Probability and RspecIn negative linear correlation;If Rspec>=1, then it is assumed that road exists;The road existing probability such as formula of spectral evidence model
(6):
αspecFor the corresponding probability right of spectral signature;
3. vegetation characteristics evidence model: normalized differential vegetation index NDVI is calculated to image in buffer area first, using threshold value
The method of segmentation extracts roughly the vegetation in buffer area;If DplantFor the corresponding deflection of vegetation object in navigation section buffer area
Degree set, DroadFor current road segment principal direction corresponding angle, TplantFor orientation angle difference threshold value, vegetation characteristics RplantCalculating it is public
Formula is shown in formula (7):
Rplant=std (Dplant-Droad)/Tplant (7)
Work as RplantWhen < 1, probability and R existing for roadplantIt is negatively correlated;Work as RplantWhen >=1, it is believed that vegetation direction and road
Road moves towards unrelated, and the probability for non-rice habitats object is larger at this time;The road existing probability such as formula (8) of vegetation evidence model:
4. calculating separately out edge evidence model, spectral evidence model and the corresponding road existing probability of vegetation evidence model
Afterwards, by asking the maximum of three probability density to obtain the road existing probability based on more evidence models, such as formula (7):
P=max { Pedge, Pspec, Pplant} (9)
After the road existing probability based on more evidence models is calculated, if P >=0.5, then it is assumed that be road, as change
Road, otherwise it is assumed that being non-rice habitats.

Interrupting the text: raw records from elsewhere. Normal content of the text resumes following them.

PR #4303, opened 2024-03-28
Infrastructure to run a Sat solver as a command

Coloquinte:
As discussed on the slack channel, here is a patch for a solver interface using an arbitrary command (I used kissat for my test).
It also removes some unused code that was supposed to register arbitrary solvers.

As the moment, it is only usable for experimental purposes from the C++. I didn't implement any direct access from the command line (sat, equiv, ...)

### DIFF
--- a/Makefile
+++ b/Makefile
@@ -632,6 +632,7 @@ $(eval $(call add_include_file,kernel/yosys.h))
 $(eval $(call add_include_file,kernel/yw.h))
 $(eval $(call add_include_file,libs/ezsat/ezsat.h))
 $(eval $(call add_include_file,libs/ezsat/ezminisat.h))
+$(eval $(call add_include_file,libs/ezsat/ezcommand.h))
 ifeq ($(ENABLE_ZLIB),1)
 $(eval $(call add_include_file,libs/fst/fstapi.h))
 endif
@@ -672,6 +673,7 @@ OBJS += libs/json11/json11.o
 
 OBJS += libs/ezsat/ezsat.o
 OBJS += libs/ezsat/ezminisat.o
+OBJS += libs/ezsat/ezcommand.o
 
 OBJS += libs/minisat/Options.o
 OBJS += libs/minisat/SimpSolver.o
--- a/kernel/register.cc
+++ b/kernel/register.cc
@@ -979,18 +979,6 @@ struct EchoPass : public Pass {
 	}
 } EchoPass;
 
-SatSolver *yosys_satsolver_list;
-SatSolver *yosys_satsolver;
-
-struct MinisatSatSolver : public SatSolver {
-	MinisatSatSolver() : SatSolver("minisat") {
-		yosys_satsolver = this;
-	}
-	ezSAT *create() override {
-		return new ezMiniSAT();
-	}
-} MinisatSatSolver;
-
 struct LicensePass : public Pass {
 	LicensePass() : Pass("license", "print license terms") { }
 	void help() override
--- a/libs/ezsat/ezcommand.cc
+++ b/libs/ezsat/ezcommand.cc
@@ -9,19 +9,20 @@ ezSATCommand::~ezSATCommand() {}
 
 bool ezSATCommand::solver(const std::vector<int> &modelExpressions, std::vector<bool> &modelValues, const std::vector<int> &assumptions)
 {
-	if (!assumptions.empty()) {
-		Yosys::log_error("Assumptions are not supported yet by command-based Sat solver\n");
-	}
 	const std::string tempdir_name = Yosys::make_temp_dir(Yosys::get_base_tmpdir() + "/yosys-sat-XXXXXX");
 	const std::string cnf_filename = Yosys::stringf("%s/problem.cnf", tempdir_name.c_str());
 	const std::string sat_command = Yosys::stringf("%s %s", command.c_str(), cnf_filename.c_str());
 	FILE *dimacs = fopen(cnf_filename.c_str(), "w");
-	printDIMACS(dimacs);
-	fclose(dimacs);
 
 	std::vector<int> modelIdx;
 	for (auto id : modelExpressions)
 		modelIdx.push_back(bind(id));
+	std::vector<std::vector<int>> extraClauses;
+	for (auto id : assumptions)
+		extraClauses.push_back({bind(id)});
+
+	printDIMACS(dimacs, false, extraClauses);
+	fclose(dimacs);
 
 	bool status_sat = false;
 	bool status_unsat = false;
--- a/libs/ezsat/ezcommand.cc
+++ b/libs/ezsat/ezcommand.cc
@@ -9,6 +9,7 @@ ezSATCommand::~ezSATCommand() {}
 
 bool ezSATCommand::solver(const std::vector<int> &modelExpressions, std::vector<bool> &modelValues, const std::vector<int> &assumptions)
 {
+#if !defined(YOSYS_DISABLE_SPAWN)
 	const std::string tempdir_name = Yosys::make_temp_dir(Yosys::get_base_tmpdir() + "/yosys-sat-XXXXXX");
 	const std::string cnf_filename = Yosys::stringf("%s/problem.cnf", tempdir_name.c_str());
 	const std::string sat_command = Yosys::stringf("%s %s", command.c_str(), cnf_filename.c_str());
@@ -79,4 +80,7 @@ bool ezSATCommand::solver(const std::vector<int> &modelExpressions, std::vector<
 		modelValues[i] = (values.at(idx - 1) == refvalue);
 	}
 	return true;
+#else
+	Yosys::log_error("SAT solver command not available in this build!\n");
+#endif
 }
--- a/libs/ezsat/ezcommand.cc
+++ b/libs/ezsat/ezcommand.cc
@@ -1,0 +1,81 @@
+
+#include "ezcommand.h"
+
+#include "../../kernel/yosys.h"
+
+ezSATCommand::ezSATCommand(const std::string &cmd) : command(cmd) {}
+
+ezSATCommand::~ezSATCommand() {}
+
+bool ezSATCommand::solver(const std::vector<int> &modelExpressions, std::vector<bool> &modelValues, const std::vector<int> &assumptions)
+{
+	if (!assumptions.empty()) {
+		Yosys::log_error("Assumptions are not supported yet by command-based Sat solver\n");
+	}
+	const std::string tempdir_name = Yosys::make_temp_dir(Yosys::get_base_tmpdir() + "/yosys-sat-XXXXXX");
+	const std::string cnf_filename = Yosys::stringf("%s/problem.cnf", tempdir_name.c_str());
+	const std::string sat_command = Yosys::stringf("%s %s", command.c_str(), cnf_filename.c_str());
+	FILE *dimacs = fopen(cnf_filename.c_str(), "w");
+	printDIMACS(dimacs);
+	fclose(dimacs);
+
+	std::vector<int> modelIdx;
+	for (auto id : modelExpressions)
+		modelIdx.push_back(bind(id));
+
+	bool status_sat = false;
+	bool status_unsat = false;
+	std::vector<bool> values;
+
+	auto line_callback = [&](const std::string &line) {
+		if (line.empty()) {
+			return;
+		}
+		if (line[0] == 's') {
+			if (line.substr(0, 5) == "s SAT") {
+				status_sat = true;
+			}
+			if (line.substr(0, 7) == "s UNSAT") {
+				status_unsat = true;
+			}
+			return;
+		}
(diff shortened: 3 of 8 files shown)


kernel/register.cc
```diff
@@ -979,18 +979,6 @@ struct EchoPass : public Pass {
 	}
 } EchoPass;
 
-SatSolver *yosys_satsolver_list;
-SatSolver *yosys_satsolver;
-
-struct MinisatSatSolver : public SatSolver {
```
povik, line 985: I am not sure we want this removed. This allowed for a plugin to register a different SAT solver, though I am not sure `yosys_satsolver_list` gets used anywhere, so that the other-than-default solver would ever get selected.

povik: Looks like we are missing a command `satselect`, `solverselect` or similar which would update the `yosys_satsolver` pointer, but the overall approach of these `SatSolver` descendants appears sane. On the contrary, instead of removing this, we should arrange for an `ezcommand` solver to be instantiable through this.

Coloquinte: Thanks for your explanation, now I see the benefit. I thought it was entirely unused.
I can just remove this commit and the next one: ezSATCommand would not be accessible from the global solver yet, but would at least be available from C++ plugins.

povik: OK

libs/ezsat/ezcommand.cc
```diff
@@ -0,0 +1,86 @@
...
+				bool val = lit >= 0;
+				int ind = lit >= 0 ? lit - 1 : -lit - 1;
+				if (Yosys::GetSize(values) <= ind) {
+					values.resize(ind + 1);
+				}
+				values[ind] = val;
+			}
+		}
+	};
+	Yosys::run_command(sat_command, line_callback);
```
povik, line 61: You are not inspecting the return value. Also, if I can ask you to make the change, make it so that with the `DISABLE_SPAWN` option `run_command` becomes an empty stub always returning an error value instead of disappearing.  This means we could get rid of the macro conditionals here. @whitequark any objections?

kernel/register.cc
povik: That's a good point. I will defer to @jix's judgement on this. Should we e.g. always override the default solver with the one from a plugin, if available?

libs/ezsat/ezcommand.cc
```diff
@@ -0,0 +1,86 @@
...
+	FILE *dimacs = fopen(cnf_filename.c_str(), "w");
+
+	std::vector<int> modelIdx;
+	for (auto id : modelExpressions)
+		modelIdx.push_back(bind(id));
+	std::vector<std::vector<int>> extraClauses;
+	for (auto id : assumptions)
+		extraClauses.push_back({bind(id)});
+
+	printDIMACS(dimacs, false, extraClauses);
```
povik, line 25: Would there be issues with appending the extra clauses to the file from here, instead of introducing a new argument to `printDIMACS`? I see `printDIMACS` finds out the maximum term or clause number to arrange for uniform padding, but is that a requirement of the format or just a convenience for inspection?

Makefile
```diff
@@ -672,6 +673,7 @@ OBJS += libs/json11/json11.o
 
 OBJS += libs/ezsat/ezsat.o
 OBJS += libs/ezsat/ezminisat.o
+OBJS += libs/ezsat/ezcommand.o
```
povik, line 676: This can be a bit of bikeshedding but I suggest `ezcmdline` or `ezextern` for the name.

libs/ezsat/ezcommand.cc
Coloquinte: I preferred to extend printDIMACS rather than duplicate the writing code. You'd prefer not to change the API?

Makefile
Coloquinte: Fine by me. ezcmdlinesat for the file and ezCmdLineSAT for the class to keep it consistent with the rest?

libs/ezsat/ezcommand.cc
Coloquinte: I suggested an implementation in the last commit

kernel/yosys.cc
```diff
@@ -318,8 +318,10 @@ int run_command(const std::string &command, std::function<void(const std::string
 #else
 	return WEXITSTATUS(ret);
 #endif
-}
+#else
+	log_cmd_error("Command execution is disabled in this build.\n");
```
povik, line 322: Make it a `log_warn` please since `log_cmd_error` throws an exception if I am not mistaken, and the call site might not be prepared to handle that. Also rephrase to "Shell command execution ...".

passes/cmds/show.cc
```diff
@@ -758,7 +758,7 @@ struct ShowPass : public Pass {
 		std::vector<std::pair<std::string, RTLIL::Selection>> color_selections;
 		std::vector<std::pair<std::string, RTLIL::Selection>> label_selections;
 
-#if defined(_WIN32) || defined(YOSYS_DISABLE_SPAWN)
```
povik, line 761: I don't think we want to remove this one conditional.

passes/cmds/viz.cc
```diff
@@ -892,7 +892,7 @@ struct VizPass : public Pass {
 		log_header(design, "Generating Graphviz representation of design.\n");
 		log_push();
 
-#if defined(_WIN32) || defined(YOSYS_DISABLE_SPAWN)
```
povik, line 895: Same as above, don't remove this one conditional

kernel/fstdata.cc
```diff
@@ -29,7 +29,6 @@ static std::string file_base_name(std::string const & path)
 
 FstData::FstData(std::string filename) : ctx(nullptr)
 {
-	#if !defined(YOSYS_DISABLE_SPAWN)
```
Coloquinte, line 32: The behaviour changes here, but I think there would be an error later when trying to open the fst file

povik: Yes, this is probably fine to remove.

kernel/register.cc
```diff
@@ -249,9 +248,6 @@ void Pass::call(RTLIL::Design *design, std::string command)
 		if (retCode != 0)
 			log_cmd_error("Shell command returned error code %d.\n", retCode);
 		return;
-#else
-		log_cmd_error("Shell is not available.\n");
```
Coloquinte, line 253: I'll actually leave this one

passes/cmds/show.cc
Coloquinte: Fixed

passes/cmds/viz.cc
Coloquinte: Fixed

Makefile
Coloquinte: I renamed as described above

povik: Sorry to bikeshed but I think it's better to have `ezcmdline`, since the fact that it's an interface to a SAT solver is clear from the context, and `ezCmdlineSAT` since cmdline is a single word as used

libs/ezsat/ezcommand.cc
povik: It depends on how much code would be duplicated in practice. How much lines would you estimate that to be?

kernel/register.cc
povik: Good call

kernel/yosys.cc
```diff
@@ -318,8 +318,11 @@ int run_command(const std::string &command, std::function<void(const std::string
 #else
 	return WEXITSTATUS(ret);
 #endif
-}
+#else
+	log_warning("Shell command execution is disabled in this build.\n");
```
whitequark, line 322: This should definitely not be a warning but an error.

whitequark (changes requested):

kernel/yosys.cc
povik: It signifies an error through the return value, the warning is a courtesy to help the user understand the cause of the error.

The outside code needs handling of an error anyway for platforms with spawning enabled, and relying on that has the advantage that the handling may be log_cmd_error, which is better for user experience. We can’t do blanket log_cmd_error from within the run_command function.

libs/ezsat/ezcommand.cc
Coloquinte: Not that many actually, less than 10

libs/ezsat/ezcmdline.cc
```diff
@@ -0,0 +1,84 @@
...
+				bool val = lit >= 0;
+				int ind = lit >= 0 ? lit - 1 : -lit - 1;
+				if (Yosys::GetSize(values) <= ind) {
+					values.resize(ind + 1);
+				}
+				values[ind] = val;
+			}
+		}
+	};
+	if (Yosys::run_command(sat_command, line_callback) != 0) {
```
jix, line 60: Many solvers follow the convention that they exit with status 10 for satisfiable and with status 20 for unsatisfiable instances, so those exit code shouldn't be treated as an error if they match result parsed from the log output.

kernel/register.cc
jix: It would be nice to have a way to override the default solver, that would also make it easier to test this PR. I don't want to change the default without an explicit command though (`sat -select-solver ...` could be added, there is precedent for subcommand like options and it would avoid cluttering the command list, but maybe also make it a bit hard to discover)

jix (changes requested):
On top of the comments I left inline, there's no easy way to actually test this without manually patching the default or writing a plugin making direct use of it. This should come with either a way to change the default solver or an example plugin with a test case.

libs/ezsat/ezcommand.cc
Coloquinte: As pointed out by Jix, the number of clauses is in the header, so we cannot actually add this afterwards

kernel/yosys.cc
Coloquinte: I removed it from the PR

gussmith23:
@Coloquinte we're trying to resolve this PR (merging or closing) -- can you recall what was left to be done on this on your side?

gussmith23:
@jix @whitequark @povik 

Do any of you have time for a final review of this?

I have rebased this PR (no conflicts to resolve) and added a test. No other modifications have been made, but I'm fairly certain all existing comments except the below comment have been resolved:

https://github.com/YosysHQ/yosys/pull/4303#discussion_r1555719968

@jix if you feel this feature is necessary for merging, i can take a crack at it!

gussmith23:
FYI: the test makes a very simple dummy SAT solver (parses dimacs w/ awk, but rejects all but two input problems, those being the simple SAT case of a single variable and the simple UNSAT case of a variable and its negation). It uses this solver from a simple plugin, using the functionality added in this PR. No functionality of the PR was changed to support this.

libs/ezsat/ezcmdline.cc
```diff
@@ -0,0 +1,89 @@
...
+	int return_code = Yosys::run_command(sat_command, line_callback);
+	if (return_code != 0 && return_code != 10 && return_code != 20) {
+		Yosys::log_cmd_error("Shell command failed!\n");
+	}
+
+	modelValues.clear();
+	modelValues.resize(modelIdx.size());
+
+	if (!status_sat && !status_unsat) {
+		solverTimoutStatus = true;
```
hexratcc: typo: `solverTimeoutStatus`

libs/ezsat/ezcmdline.cc
```diff
@@ -0,0 +1,89 @@
...
+	FILE *dimacs = fopen(cnf_filename.c_str(), "w");
+
+	std::vector<int> modelIdx;
+	for (auto id : modelExpressions)
+		modelIdx.push_back(bind(id));
+	std::vector<std::vector<int>> extraClauses;
+	for (auto id : assumptions)
+		extraClauses.push_back({bind(id)});
+
+	printDIMACS(dimacs, false, extraClauses);
```
hexratcc, line 28: Would like to see some kind of check for `dimacs` being null, or some form of check in `printDIMACS`.

gussmith23: Done, I added checks in both places just for completeness's sake, though lmk if you prefer just one

libs/ezsat/ezcmdline.cc
gussmith23: Fixed

gussmith23:
@Goubermouche Addressed your comments!

> I agree with @jix regarding `-select-solver`, but I'm wondering how ergonomic it would be for scripts that run multiple SAT operations. Having to pass `-select-solver kissat` to every `sat`, `equiv`, `miter`, etc. command could get repetitive. Would adding a global command like `select_sat` be viable? 

By @nakengelhardt's suggestion, I opted to use the scratchpad to control the SAT solver selection, but we could add a simple wrapper command that sets the scratchpad value. so something like `scratchpad -set sat.solver minisat` will set the solver. The resolution order is currently: command line flag > scratchpad > global default (`yosys_satsolver`).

Further, middle buffer area is dimensioned to have a lot of social connections for twice in step 3.1.
The present invention is using high-resolution remote sensing image, history road vectors, new period navigation road network vector as input number
According to source, navigation road network, the position in history road vectors data, geometry, topology, semantic information and high-resolution shadow are comprehensively utilized
Scene characteristic as in completes road network element and automates extraction task in conjunction with real road structure priori knowledge.Present invention tool
There are stronger practicability and higher accuracy rate, feature is:
(1) extraction for using navigation road network vector sum history road vectors Liang Zhong data supporting road network, makes full use of and leads
Airway net has the advantage of reliability with timeliness and history road vectors, directly extracts not changed road, only
It handles increase/reduction road area may occur, substantially increases road network extraction efficiency;
(2) for changed section, using three kinds of edge feature, spectral signature, vegetation characteristics features as evidence
Verify whether section is road, it is not only effective to the apparent road of feature, also have preferably to the road segment segment for being blocked or being disturbed
Effect.
Detailed description of the invention
Fig. 1 is the road network automatic update method flow chart based on the fusion of vector road network with the verifying of high score remote sensing image.
Fig. 2 is that navigation road network and history road vectors carry out thick matched schematic diagram.
Fig. 3 is road network connection schematic diagram.
Specific embodiment
The present invention provides a kind of road network automatic update method based on the fusion of vector road network with the verifying of high score remote sensing image,
To understand convenient for those of ordinary skill in the art and implementing the present invention, present invention work is further retouched in detail with reference to the accompanying drawing
It states, it should be understood that implementation example described herein is only for the purpose of illustrating and explaining the present invention and is not intended to limit the present invention.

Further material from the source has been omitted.